Over the past few years, retailers have faced an unprecedented increase in malicious attacks targeting POS systems. It is of no surprise that these machines are a desirable target for cyber criminals, as they process and store highly lucrative financial information. Unfortunately, the growing intensity of cyber-threats alongside pressure to keep up with technology innovation, is putting many retailers in a precarious situation.
Although this global trend of digitilisation improves customer experience, it often means that security is put on the back burner. This not only increases the risk of exposing financial data, it also affects their brand trust, compliance status and revenue. Large scale data breaches like Adidas, Carphone Warehouse and Superdrug prove that many retailers are not prioritising investment into their Cyber Security strategy.
Retailers will always be attractive targets for cyber criminals
Cyber Security should be at the forefront of business agenda for all retailers. As retailers depend on POS machines to process thousands of transactions daily, it would be counter intuitive to not protect these business critical systems. Unfortunatley, due to the number of credit cards used as part of their buying process, financially motivated criminals will always target retailers. A successful POS attack can reap instant rewards for bad actors as they can quickly sell it on the dark web. To avoid this kind of damaging breach (and a hefty fine from the ICO), retailers need to take full responsibility for protecting these machines and the sensitive information they store.

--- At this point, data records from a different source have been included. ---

PR #1481, opened 2026-07-20
fix(deps): pin adm-zip to >=0.6.0 (GHSA-xcpc-8h2w-3j85)

josephfung:
## Summary

Patches Dependabot alert #51. `adm-zip < 0.6.0` lets a crafted ZIP file trigger a ~4GB memory allocation (GHSA-xcpc-8h2w-3j85, **HIGH**).

It reaches us only as a **transitive dev dependency** of the optional `onnxruntime-node`:

```
adm-zip@0.6.0
└─ onnxruntime-node@1.24.3
   └─ @huggingface/transformers@4.2.0
      └─ promptfoo@0.121.18 (devDependencies)
```

## Fix

Pin `adm-zip: '>=0.6.0'` in the `overrides:` block of `pnpm-workspace.yaml` (the only place pnpm v10+ reads overrides from), then regenerate the lockfile. `0.6.0` is the current `latest`.

## Verification

- `pnpm install` applied the override (not "Already up to date").
- Lockfile now has the `overrides:` entry and resolves a **single** `adm-zip@0.6.0` (no `0.5.18` remaining).
- `pnpm why adm-zip` confirms the forced version and the dev-only consumer chain.

No source changes — dependency pin only.

### DIFF
--- a/CHANGELOG.md
+++ b/CHANGELOG.md
@@ -34,6 +34,7 @@ bus event types) are noted explicitly even in the `0.x` range.
 
 ### Security
 
+- **`adm-zip`** — pin transitive dev dep to `>=0.6.0`, clearing GHSA-xcpc-8h2w-3j85 (crafted ZIP 4GB allocation, HIGH).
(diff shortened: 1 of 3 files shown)


josephfung:
@coderabbitai review

PR #1619, opened 2026-07-28
feat(agents): opt AgentRuntime.handleTask into streaming turn primitive (#1563)

josephfung:
## Summary

Closes #1563.

Converges the text-channel tool loop onto the shared streaming primitive (`runStreamingToolLoop`) per ADR-038. Voice already used this path; text now does too via a **chat-compatible `openStream` adapter** over `chatWithRetry` — so retry/fallback, llm.call telemetry, error budgets, DelegationGuard, clarification short-circuits, and tool bus events stay intact while round-cap / invoke sequencing / message assembly cannot silently diverge.

> Note: #1563 was auto-closed when ADR-038 acceptance (#1618) landed with “Resolves #1563’s blocking question.” That PR only cleared the decision gate; this PR is the implementation.

### What changed

- **`streaming-turn.ts`** — `openStream`, `llmResponseAsStream`, `beforeRound` / `onToolUse` / `afterTools` hooks, `stopReason: 'stopped'`, optional `invokeTool` messages ctx for skill-activate splices
- **`AgentRuntime.processTask`** — with `executionLayer`, delegates the tool loop to `runStreamingToolLoop`; without EL, keeps a single `chatWithRetry` shot
- Round caps remain parameterized: text `error_budget.max_turns` via `onToolUse` turnsUsed semantics; voice `DEFAULT_STREAMING_MAX_ROUNDS=8`
- Docs: ADR-037 consequences + file headers updated

### Review follow-ups (`ae27853f`)

- Warn on defensive silent `'stopped'`; document inert AbortSignal / unreachable branches / post-loop messages shape
- Strengthen skill-activate + `openStream` snapshot unit coverage

### Test plan

- [x] `pnpm run typecheck`
- [x] `pnpm run lint`
- [x] vitest: `streaming-turn`, `tool-loop-messages`, `runtime` (unit + src), `turn-runner`

<div><a href="https://cursor.com/agents/bc-019faa28-80b7-755a-ac9a-10c98031a43b"><picture><source media="(prefers-color-scheme: dark)" srcset="https://cursor.com/assets/images/open-in-web-dark.png"><source media="(prefers-color-scheme: light)" srcset="https://cursor.com/assets/images/open-in-web-light.png">Open in Web</picture></a>&nbsp;<a href="https://cursor.com/background-agent?bcId=bc-019faa28-80b7-755a-ac9a-10c98031a43b"><picture><source media="(prefers-color-scheme: dark)" srcset="https://cursor.com/assets/images/open-in-cursor-dark.png"><source media="(prefers-color-scheme: light)" srcset="https://cursor.com/assets/images/open-in-cursor-light.png">Open in Cursor</picture></a>&nbsp;</div>

### DIFF
--- a/src/agents/runtime.ts
+++ b/src/agents/runtime.ts
@@ -1206,8 +1206,11 @@ export class AgentRuntime {
             }
             maybeAppendCheckpointBudgetNudge(workingMessages);
           },
-          onToolUse: async ({ toolCalls }) => {
+          onToolUse: async ({ toolCalls, messages: workingMessages }) => {
+            // Match former while-loop order: increment, nudge (uses updated
+            // turnsUsed), then enforce maxTurns before invoking tools.
             budget.turnsUsed++;
+            maybeAppendCheckpointBudgetNudge(workingMessages);
             if (budget.turnsUsed >= budget.maxTurns) {
               await this.handleBudgetExceeded(budget, taskEvent, 'maxTurns', budgetHandoff);
               earlyExitHandled = true;
--- a/src/agents/runtime.ts
+++ b/src/agents/runtime.ts
@@ -1156,12 +1156,17 @@ export class AgentRuntime {
       let lastLlmUsage: LLMUsage | undefined;
       let lastLlmProvenance: LLMCallProvenance | undefined;
 
+      // Text turns are intentionally non-cancellable today (same as pre-#1563):
+      // chatWithRetry does not take an AbortSignal, and openStream ignores
+      // params.signal. The controller is kept reachable as a required-arg
+      // placeholder for a future turn-level cancel/timeout.
+      const turnAbort = new AbortController();
       const streamResult = await runStreamingToolLoop(messages, {
         provider,
         model: streamModel,
         tools: workingToolDefs,
         maxRounds: budget.maxTurns,
-        signal: new AbortController().signal,
+        signal: turnAbort.signal,
         logger,
         openStream: async function* (this: AgentRuntime, params: StreamingTurnOpenStreamParams) {
           // NOTE: beforeRound already mutated working messages; params.messages is a
@@ -1327,7 +1332,9 @@ export class AgentRuntime {
             return 'continue';
           },
         },
-        invokeTool: async (toolCall, ctx) => {
+          invokeTool: async (toolCall, ctx) => {
+          // Prefer the primitive's working transcript (ctx.messages) so mid-turn
+          // splices (skill-activate) are visible to the next openStream snapshot.
           const transcript = ctx?.messages ?? messages;
 
           // When escalation is pending mid-batch, skip remaining tools (matches
@@ -1737,7 +1744,13 @@ export class AgentRuntime {
         },
       });
 
-      // Sync working transcript for empty-recovery / any post-loop message use.
+      // Sync the outer messages array from the primitive's working transcript.
+      // On message_end, streamResult.messages ends with the terminal assistant
+      // turn (streaming-turn appends it). Pre-#1563 the loop left messages at
+      // the last user tool_result — final assistant text was never pushed here.
+      // Harmless today: this array is not re-sent post-loop; memory persists
+      // responseContent separately; empty-recovery only runs when no terminal
+      // turn was appended (empty finalText). Do not double-append the assistant.
       messages.length = 0;
       messages.push(...streamResult.messages);
 
@@ -1746,6 +1759,12 @@ export class AgentRuntime {
       }
 
       if (streamResult.stopReason === 'stopped') {
+        // Defensive: every hook 'stop' sets earlyExitHandled above and has already
+        // published a response. Reaching here means a hook stopped silently.
+        logger.warn(
+          { agentId, conversationId },
+          'Streaming tool loop stopped without a published response — no reply sent to the user',
+        );
         return;
       }
 
@@ -1757,6 +1776,8 @@ export class AgentRuntime {
           provenance: lastLlmProvenance ?? fallbackProvenance,
         };
       } else if (streamResult.stopReason === 'exhausted') {
+        // Unreachable on the text path (defensive): onToolUse bails when
+        // turnsUsed >= maxTurns one round before this maxRounds cap would fire.
         // Treat like tool_use without completion — existing fallback / isResponseError.
         response = {
           type: 'tool_use',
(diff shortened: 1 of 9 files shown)


src/agents/runtime.ts
```diff
@@ -1112,398 +1103,597 @@ export class AgentRuntime {
...
+              );
+              earlyExitHandled = true;
+              return 'stop';
+            }
+
+            return 'continue';
+          },
+        },
+        invokeTool: async (toolCall, ctx) => {
+          const transcript = ctx?.messages ?? messages;
```
josephfung, line 1338: **Test coverage gap (non-blocking).** The skill-activate / reference-content splice now writes into `transcript = ctx?.messages` (the primitive's `workingMessages`) rather than the outer `messages`. This is correct — the snapshot the next `openStream` round takes includes the spliced system blocks — but it's a new indirection with no dedicated test. Suggest a runtime-level test: activate a skill mid-turn, then assert the instruction block appears in the messages the *following* LLM round is called with. Skill activation is load-bearing enough to warrant explicit coverage of the transcript it targets, since a regression here (splicing into the wrong array) would silently drop the skill instructions from subsequent rounds without failing any current test.

src/agents/runtime.ts
```diff
@@ -1112,398 +1103,597 @@ export class AgentRuntime {
...
+      let llmFailureHandled = false;
+      let lastLlmUsage: LLMUsage | undefined;
+      let lastLlmProvenance: LLMCallProvenance | undefined;
+
+      const streamResult = await runStreamingToolLoop(messages, {
+        provider,
+        model: streamModel,
+        tools: workingToolDefs,
+        maxRounds: budget.maxTurns,
+        signal: new AbortController().signal,
```
josephfung: **Minor: inert AbortSignal.** A fresh `new AbortController().signal` is passed but never aborted, and the `openStream` adapter ignores `params.signal` (it calls `chatWithRetry` without one). So the text path stays non-cancellable — same as before #1563 — but the code reads as if cancellation is wired. Either thread the task's real cancellation signal through, or add a one-line comment that text turns are intentionally non-cancellable and this is a required-arg placeholder.

src/agents/runtime.ts
```diff
@@ -1543,145 +1733,68 @@ export class AgentRuntime {
...
-      if (!suppressAmbientBullpen) {
-        await this.refreshBullpenContext(messages, bullpenInsertAt, agentId, injectedBullpenThreadIds);
+      if (streamResult.stopReason === 'message_end') {
+        response = {
+          type: 'text',
+          content: streamResult.finalText,
+          usage: lastLlmUsage ?? zeroUsage,
+          provenance: lastLlmProvenance ?? fallbackProvenance,
+        };
+      } else if (streamResult.stopReason === 'exhausted') {
```
josephfung, line 1778: **Defensively-unreachable on the text path — worth a comment.** With `maxRounds: budget.maxTurns`, `onToolUse` always bails (`turnsUsed >= maxTurns`) one round before the loop's own round cap would exhaust, so `'exhausted'` can't fire from the tool_use path here. Likewise `'stream_error'` (~L1768) is unreachable: `chatWithRetry` returns `null` on every failure (caught by `llmFailureHandled`), never a materialized `type:'error'` response for `llmResponseAsStream` to surface. Both are fine to keep as defense — a one-line "unreachable on the text path; defensive" note on each would save the next reader the trace. (If you'd rather make the intent explicit, setting `maxRounds` slightly above the `maxTurns` gate would make `onToolUse` the unambiguous sole cap.)

src/agents/runtime.ts
```diff
@@ -1543,145 +1733,68 @@ export class AgentRuntime {
...
-        const clarificationResponse = createAgentResponse({
-          agentId,
-          conversationId,
-          content: clarificationContent,
-          skillsCalled,
-          parentEventId: taskEvent.id,
-        });
-        await bus.publish('agent', clarificationResponse);
+      // Sync working transcript for empty-recovery / any post-loop message use.
+      messages.length = 0;
```
josephfung, line 1754: **Note: `messages` shape change (non-blocking).** After this sync, on the `message_end` success path `messages` ends with the terminal assistant turn (streaming-turn appends it to the returned transcript). The pre-#1563 loop left `messages` ending at the last user `tool_result` turn — the final assistant text was never pushed. Harmless today (the array isn't re-sent post-loop; memory persists `responseContent` separately, and empty-recovery only runs when no terminal turn was appended), but worth a comment so a future reader doesn't assume the old shape or double-append.

josephfung (commented):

In the past, the retail industry has made the mistake of viewing Cyber Security as a ‘checkbox’ activity. However, due to changing consumers attitudes towards data protection, more stringent compliance and security requirements have been introduced. These include: PCI, SOX, HIPAA and state privacy regulations.
- One third of retailers lose revenue over targeted cyber-breaches. 16 percent of companies lose more than £800,000.
- Even though retailers know they are a prime target for cyber criminals, only 52 percent are confident that they have a proactive strategy which will protect them from the latest threats.
- Shockingly, only 61 percent of retailers feel they are compliant with retail security standards.
- A recent Cyber Security report by Alert Logic found that retail was the most targeted industry (85%) for web application attacks.
What is a POS attack?
A POS attack involves deploying malware on a point-of-sale device which captures the financial information stored in the temporary memory. The cyber criminals can then connect remotely to the device to steal the credit card data. While some hackers develop the malicious code themselves, it can be easily purchased from the dark web.
Key loggers are a popular type of malware used in POS cyber breaches. Bad actors use this to monitor keystrokes at the POS terminal. Some advanced key logger attacks even use video to provide the most relevant financial data. One of the most prevalent methods of POS attacks involves using RAM scrapers. RAM scrapers are able to capture card data before it gets encrypted, the malware then digests the card information and transfers it to a file on the attacker’s computer.
How can retailers secure their POS systems?
Verizon listed point-of-sales system attacks in the ‘top 9’ cyber-attack vectors world-wide. Clearly retailers need to be taking a stronger stance against these increasingly sophisticated cyber breaches. But how can retailers secure their POS systems?
First of all, they should have security controls in place which allow them to differentiate between different types of malware and their specific capabilities. Retailers need to have full visibility of POS threats so that they can amend their security controls accordingly. As cliché as it sounds, you need to think like a hacker to effectively protect your critical data. By understanding the capabilities of the POS malware, retailers can develop a clear picture of how to stop hackers successfully conducting an attack. They can then implement a security strategy which aims to eradicate ‘the window of opportunity’ which hackers rely upon to gain entry to critical systems.
Tripwire is a powerful cyber security tool which can be used to reduce the risk of cyber-attacks, upgrade operations and achieve compliance.
Tripwire has recently introduced POS Threat Protection software which is bundled with the Tripwire Enterprise package. This software has the capability to detect unauthorized changes in POS devices, drifts in server configurations within the payments network and rogue connections to external sites.
POS devices should always have predictable configurations, which is why it is critical to monitor any unplanned changes. With Tripwire you are proactively alerted if any abnormal changes are discovered- in real time.
Tripwire POS Threat Protection
Tripwire POS Threat Protection is an exclusive set of preventative rules. These rules are customised to understand POS attack behavior. By detecting POS attacks as soon as they occur vastly reduces the potential damages and recovery time of a successful attack.
The customized rules include over 35 policies and 55 tests.
File integrity monitoring
Tripwire File Integrity Monitoring (FIM) can retrospectively track detailed changes step by step of the attack.
Tripwire Configuration Compliance Manager monitors network infrastructure to ensure its compliant and secure according your policy (including PCI) without requiring endpoint agent deployment.